What this task involves:
Across the data, every line with the word "UnorderedMap" counts once; state the total alone.

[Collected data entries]
PR #55, opened 2024-03-28
feat(package-manager): add package getter

frdomovic:
# feat(package-manager): add package getter
 
## Summary:
Included
-> getting all packages list
-> getting all releases with offsets and limits 
-> updated adding releases with fail if version is less than last added

### DIFF
--- a/package-manager/contract/src/lib.rs
+++ b/package-manager/contract/src/lib.rs
@@ -2,6 +2,7 @@ use near_sdk::borsh::{self, BorshDeserialize, BorshSerialize};
 use near_sdk::serde::{Deserialize, Serialize};
 use near_sdk::store::UnorderedMap;
 use near_sdk::{env, near_bindgen, AccountId, BorshStorageKey};
+use semver;
 
 #[derive(BorshStorageKey, BorshSerialize)]
 #[borsh(crate = "near_sdk::borsh")]
@@ -74,13 +75,36 @@ impl PackageManager {
         path: String,
         hash: String,
     ) {
-        let Some(package) = self.packages.get(&name) else {
-            env::panic_str("Package doesn't exist.");
-        };
-        if package.owner != env::signer_account_id() {
-            env::panic_str("Sender is not the owner of the package");
+        // Get the last release version for the package
+        let last_release_version = self.releases.get(&name).map(|version_map| {
+            version_map
+                .keys()
+                .max_by(|a, b| {
+                    semver::Version::parse(a)
+                        .unwrap()
+                        .cmp(&semver::Version::parse(b).unwrap())
+                })
+                .expect("No versions found for the package")
+        });
+
+        // Check if the last release version exists and is less than the current version
+        if let Some(last_version) = last_release_version {
+            let last_version = semver::Version::parse(&last_version)
+                .expect("Failed to parse last release version");
+            let current_version =
+                semver::Version::parse(&version).expect("Failed to parse current version");
+            if current_version <= last_version {
+                panic!("New release version must be greater than the last release version.");
+            }
         }
 
+        // Check if the sender is the owner of the package
+        let package = self.packages.get(&name).expect("Package doesn't exist.");
+        if package.owner != env::signer_account_id() {
+            panic!("Sender is not the owner of the package");
+        }
+
+        // Insert the new release
         self.releases
             .entry(name.clone())
             .or_insert_with(|| {
@@ -108,8 +132,14 @@ impl PackageManager {
             .collect()
     }
 
-    // TODO: implement `pub fn get_releases(&self) -> Vec<Release> {}`
-    // with pagination (offset+limit) to avoid hitting the gas limit from excessive storage reads
+    pub fn get_releases(&self, offset: usize, limit: usize) -> Vec<Release> {
+        self.releases
+            .values()
+            .flat_map(|version_map| version_map.values().cloned())
+            .skip(offset)
+            .take(limit)
+            .collect()
+    }
 
     pub fn get_package(&self, name: String) -> &Package {
         self.packages.get(&name).expect("Package doesn't exist")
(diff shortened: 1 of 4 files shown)


package-manager/contract/src/lib.rs
```diff
@@ -1,9 +1,11 @@
 use near_sdk::borsh::{self, BorshDeserialize, BorshSerialize};
 use near_sdk::serde::{Deserialize, Serialize};
-use near_sdk::store::LookupMap;
+use near_sdk::store::UnorderedMap;
 use near_sdk::{env, near_bindgen, AccountId, BorshStorageKey};
+use semver;
```
miraclx, line 5:
```suggestion
```

package-manager/contract/src/lib.rs
```diff
@@ -72,17 +75,40 @@ impl PackageManager {
...
+        // Get the last release version for the package
+        let last_release_version = self.releases.get(&name).map(|version_map| {
+            version_map
+                .keys()
+                .max_by(|a, b| {
+                    semver::Version::parse(a)
+                        .unwrap()
+                        .cmp(&semver::Version::parse(b).unwrap())
+                })
+                .expect("No versions found for the package")
```
miraclx, line 87:
```suggestion
        let last_release_version = self.releases.get(&name).and_then(|version_map| {
            version_map
                .keys()
                .and_then(|ver| semver::Version::parse(a).ok())
                .max_by(|a, b| a.cmp(&b))
```

package-manager/contract/src/lib.rs
```diff
@@ -72,17 +75,40 @@ impl PackageManager {
...
+        });
+
+        // Check if the last release version exists and is less than the current version
+        if let Some(last_version) = last_release_version {
+            let last_version = semver::Version::parse(&last_version)
+                .expect("Failed to parse last release version");
+            let current_version =
+                semver::Version::parse(&version).expect("Failed to parse current version");
```
miraclx, line 95: make use `version: semver::Version` in argument position instead

package-manager/contract/src/lib.rs
```diff
@@ -72,17 +75,40 @@ impl PackageManager {
...
+            if current_version <= last_version {
+                panic!("New release version must be greater than the last release version.");
+            }
+        }
+
+        // Check if the sender is the owner of the package
+        let package = self.packages.get(&name).expect("Package doesn't exist.");
         if package.owner != env::signer_account_id() {
-            env::panic_str("Sender is not the owner of the package");
+            panic!("Sender is not the owner of the package");
```
miraclx, line 104:
```suggestion
            env::panic_str("Sender is not the owner of the package");
```

https://docs.near.org/sdk/rust/best-practices#stdpanic-vs-envpanic

package-manager/contract/src/lib.rs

Answer to this problem:
2